= Task description =
Give back an exact copy of the lines in the records below, from the line that has "- Fixes #609 and fixes #620" through the line that has "# For the reviewer", and nothing besides.

= Stored items =
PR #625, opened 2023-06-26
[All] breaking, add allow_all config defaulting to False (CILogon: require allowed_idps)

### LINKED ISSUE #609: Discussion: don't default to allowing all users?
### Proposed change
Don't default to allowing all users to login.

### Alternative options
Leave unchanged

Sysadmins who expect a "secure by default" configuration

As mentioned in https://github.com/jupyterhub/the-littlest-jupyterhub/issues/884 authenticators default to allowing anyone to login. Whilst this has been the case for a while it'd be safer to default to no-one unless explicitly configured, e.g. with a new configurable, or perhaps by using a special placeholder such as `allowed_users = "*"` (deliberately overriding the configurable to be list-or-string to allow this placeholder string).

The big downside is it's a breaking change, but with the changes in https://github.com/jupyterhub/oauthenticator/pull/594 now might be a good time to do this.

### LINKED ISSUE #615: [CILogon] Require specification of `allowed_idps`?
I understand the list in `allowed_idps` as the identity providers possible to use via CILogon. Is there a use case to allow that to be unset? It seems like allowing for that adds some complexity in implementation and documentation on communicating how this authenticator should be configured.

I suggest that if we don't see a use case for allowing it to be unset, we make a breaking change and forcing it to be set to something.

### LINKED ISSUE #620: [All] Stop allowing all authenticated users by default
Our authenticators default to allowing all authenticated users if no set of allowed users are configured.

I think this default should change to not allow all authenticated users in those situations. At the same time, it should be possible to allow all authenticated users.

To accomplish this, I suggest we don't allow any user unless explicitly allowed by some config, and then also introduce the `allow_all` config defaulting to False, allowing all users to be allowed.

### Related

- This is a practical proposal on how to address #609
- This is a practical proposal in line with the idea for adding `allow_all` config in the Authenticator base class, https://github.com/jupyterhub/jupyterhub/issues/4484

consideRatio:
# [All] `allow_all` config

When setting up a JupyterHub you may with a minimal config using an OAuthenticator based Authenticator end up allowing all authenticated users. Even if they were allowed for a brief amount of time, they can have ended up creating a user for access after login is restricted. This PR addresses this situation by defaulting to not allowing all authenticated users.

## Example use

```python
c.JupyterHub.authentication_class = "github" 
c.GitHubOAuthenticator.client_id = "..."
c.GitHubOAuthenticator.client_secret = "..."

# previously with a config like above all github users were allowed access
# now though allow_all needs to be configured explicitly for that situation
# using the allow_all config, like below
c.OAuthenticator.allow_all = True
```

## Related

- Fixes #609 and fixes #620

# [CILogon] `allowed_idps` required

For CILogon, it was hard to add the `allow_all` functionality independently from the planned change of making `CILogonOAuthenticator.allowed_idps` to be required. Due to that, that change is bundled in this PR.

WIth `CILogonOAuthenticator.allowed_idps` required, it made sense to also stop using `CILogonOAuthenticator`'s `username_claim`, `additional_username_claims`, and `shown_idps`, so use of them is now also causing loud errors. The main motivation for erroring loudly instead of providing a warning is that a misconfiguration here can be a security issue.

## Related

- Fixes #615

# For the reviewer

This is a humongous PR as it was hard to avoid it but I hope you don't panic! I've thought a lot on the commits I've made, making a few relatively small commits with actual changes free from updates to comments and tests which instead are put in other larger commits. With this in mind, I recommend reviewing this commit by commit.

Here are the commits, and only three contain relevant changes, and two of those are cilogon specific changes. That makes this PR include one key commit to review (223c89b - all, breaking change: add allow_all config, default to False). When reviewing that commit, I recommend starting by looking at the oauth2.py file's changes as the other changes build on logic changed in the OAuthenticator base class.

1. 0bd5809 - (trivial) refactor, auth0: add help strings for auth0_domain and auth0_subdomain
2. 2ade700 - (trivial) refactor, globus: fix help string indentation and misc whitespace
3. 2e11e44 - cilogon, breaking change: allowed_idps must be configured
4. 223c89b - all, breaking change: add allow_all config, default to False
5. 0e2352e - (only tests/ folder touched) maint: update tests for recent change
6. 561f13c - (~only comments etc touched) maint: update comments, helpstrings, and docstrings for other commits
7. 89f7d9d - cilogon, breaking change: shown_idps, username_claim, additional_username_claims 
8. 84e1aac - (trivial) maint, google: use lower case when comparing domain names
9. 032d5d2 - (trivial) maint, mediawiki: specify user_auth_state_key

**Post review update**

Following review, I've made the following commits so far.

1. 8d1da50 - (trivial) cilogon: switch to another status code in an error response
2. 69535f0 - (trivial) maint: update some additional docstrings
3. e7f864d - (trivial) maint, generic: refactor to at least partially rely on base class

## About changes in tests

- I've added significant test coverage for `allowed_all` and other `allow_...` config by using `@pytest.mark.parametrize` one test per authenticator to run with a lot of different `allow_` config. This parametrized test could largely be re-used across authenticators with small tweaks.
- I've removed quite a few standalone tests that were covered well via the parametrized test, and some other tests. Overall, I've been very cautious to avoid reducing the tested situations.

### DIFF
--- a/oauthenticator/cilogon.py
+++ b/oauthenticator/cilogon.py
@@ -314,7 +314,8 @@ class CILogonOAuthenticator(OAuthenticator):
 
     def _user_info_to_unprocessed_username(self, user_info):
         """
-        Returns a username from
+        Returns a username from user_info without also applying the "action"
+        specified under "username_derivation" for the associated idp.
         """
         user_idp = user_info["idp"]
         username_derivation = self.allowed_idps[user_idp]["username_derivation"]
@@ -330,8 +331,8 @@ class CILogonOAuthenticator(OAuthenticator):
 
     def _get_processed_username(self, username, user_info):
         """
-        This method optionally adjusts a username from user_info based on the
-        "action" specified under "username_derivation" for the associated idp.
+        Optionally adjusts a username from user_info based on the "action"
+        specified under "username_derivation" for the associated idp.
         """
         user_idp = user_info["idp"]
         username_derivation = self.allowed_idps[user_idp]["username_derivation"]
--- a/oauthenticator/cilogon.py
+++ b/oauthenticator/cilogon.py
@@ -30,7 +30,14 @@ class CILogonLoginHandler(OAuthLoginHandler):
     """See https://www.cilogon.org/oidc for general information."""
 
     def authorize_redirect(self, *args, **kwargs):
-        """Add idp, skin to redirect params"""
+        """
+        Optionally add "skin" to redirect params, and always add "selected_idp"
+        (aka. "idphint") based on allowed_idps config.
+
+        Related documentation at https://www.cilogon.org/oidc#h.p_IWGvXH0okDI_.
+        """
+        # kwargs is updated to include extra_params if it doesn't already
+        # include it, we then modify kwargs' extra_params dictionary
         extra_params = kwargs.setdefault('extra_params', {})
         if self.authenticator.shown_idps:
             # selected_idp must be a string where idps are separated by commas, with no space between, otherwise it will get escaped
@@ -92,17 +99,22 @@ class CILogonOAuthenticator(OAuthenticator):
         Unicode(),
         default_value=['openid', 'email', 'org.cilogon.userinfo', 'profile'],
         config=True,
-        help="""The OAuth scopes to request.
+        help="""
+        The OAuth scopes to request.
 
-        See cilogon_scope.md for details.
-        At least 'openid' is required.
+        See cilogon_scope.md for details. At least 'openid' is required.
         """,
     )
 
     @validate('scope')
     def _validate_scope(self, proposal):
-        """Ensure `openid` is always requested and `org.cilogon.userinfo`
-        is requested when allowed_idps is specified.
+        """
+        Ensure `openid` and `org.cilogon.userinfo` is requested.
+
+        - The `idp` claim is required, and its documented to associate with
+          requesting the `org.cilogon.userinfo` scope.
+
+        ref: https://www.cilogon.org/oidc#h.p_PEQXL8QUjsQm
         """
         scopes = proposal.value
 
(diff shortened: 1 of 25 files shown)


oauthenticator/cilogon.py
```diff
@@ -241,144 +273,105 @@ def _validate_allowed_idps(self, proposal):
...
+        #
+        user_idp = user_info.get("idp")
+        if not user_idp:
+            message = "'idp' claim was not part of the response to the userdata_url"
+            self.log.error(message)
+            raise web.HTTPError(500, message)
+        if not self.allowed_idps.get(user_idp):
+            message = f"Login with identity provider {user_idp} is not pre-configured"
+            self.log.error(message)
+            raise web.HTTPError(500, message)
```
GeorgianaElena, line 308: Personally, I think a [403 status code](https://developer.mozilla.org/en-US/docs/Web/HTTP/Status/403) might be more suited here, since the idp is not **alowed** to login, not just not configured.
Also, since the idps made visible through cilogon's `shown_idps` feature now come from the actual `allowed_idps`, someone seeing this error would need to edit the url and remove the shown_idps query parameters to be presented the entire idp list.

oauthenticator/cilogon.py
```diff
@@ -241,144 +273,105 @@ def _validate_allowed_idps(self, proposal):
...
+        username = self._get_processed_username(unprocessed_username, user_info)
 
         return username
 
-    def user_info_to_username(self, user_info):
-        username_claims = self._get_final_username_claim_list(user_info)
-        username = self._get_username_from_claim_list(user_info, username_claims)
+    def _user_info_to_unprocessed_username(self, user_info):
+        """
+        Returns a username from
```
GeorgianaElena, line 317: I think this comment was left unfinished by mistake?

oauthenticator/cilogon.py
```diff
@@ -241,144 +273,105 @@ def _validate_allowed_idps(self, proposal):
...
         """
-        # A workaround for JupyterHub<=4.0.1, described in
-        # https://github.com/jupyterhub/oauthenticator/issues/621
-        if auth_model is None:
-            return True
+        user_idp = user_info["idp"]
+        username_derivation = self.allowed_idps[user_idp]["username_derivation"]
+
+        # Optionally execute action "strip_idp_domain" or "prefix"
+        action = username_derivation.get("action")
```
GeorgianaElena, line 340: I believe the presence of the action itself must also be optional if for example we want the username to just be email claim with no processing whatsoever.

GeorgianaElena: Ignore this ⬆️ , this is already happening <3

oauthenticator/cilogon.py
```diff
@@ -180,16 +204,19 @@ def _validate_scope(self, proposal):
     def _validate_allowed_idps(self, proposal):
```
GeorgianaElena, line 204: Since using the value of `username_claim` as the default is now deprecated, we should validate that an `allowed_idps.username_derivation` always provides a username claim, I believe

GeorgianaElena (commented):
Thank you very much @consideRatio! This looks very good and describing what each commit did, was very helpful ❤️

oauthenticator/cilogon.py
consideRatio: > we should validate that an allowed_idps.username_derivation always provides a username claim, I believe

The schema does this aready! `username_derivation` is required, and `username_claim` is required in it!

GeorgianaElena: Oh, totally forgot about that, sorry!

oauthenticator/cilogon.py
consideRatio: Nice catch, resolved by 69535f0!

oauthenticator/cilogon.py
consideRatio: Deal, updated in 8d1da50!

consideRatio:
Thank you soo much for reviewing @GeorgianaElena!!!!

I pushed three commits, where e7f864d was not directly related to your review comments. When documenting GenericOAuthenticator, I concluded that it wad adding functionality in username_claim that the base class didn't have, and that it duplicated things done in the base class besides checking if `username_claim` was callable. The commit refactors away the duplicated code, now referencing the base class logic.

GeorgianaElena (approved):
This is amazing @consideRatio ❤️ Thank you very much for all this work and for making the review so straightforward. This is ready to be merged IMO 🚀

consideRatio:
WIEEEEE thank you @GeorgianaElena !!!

= Task answer =
- Fixes #609 and fixes #620

# [CILogon] `allowed_idps` required

For CILogon, it was hard to add the `allow_all` functionality independently from the planned change of making `CILogonOAuthenticator.allowed_idps` to be required. Due to that, that change is bundled in this PR.

WIth `CILogonOAuthenticator.allowed_idps` required, it made sense to also stop using `CILogonOAuthenticator`'s `username_claim`, `additional_username_claims`, and `shown_idps`, so use of them is now also causing loud errors. The main motivation for erroring loudly instead of providing a warning is that a misconfiguration here can be a security issue.

## Related

- Fixes #615

# For the reviewer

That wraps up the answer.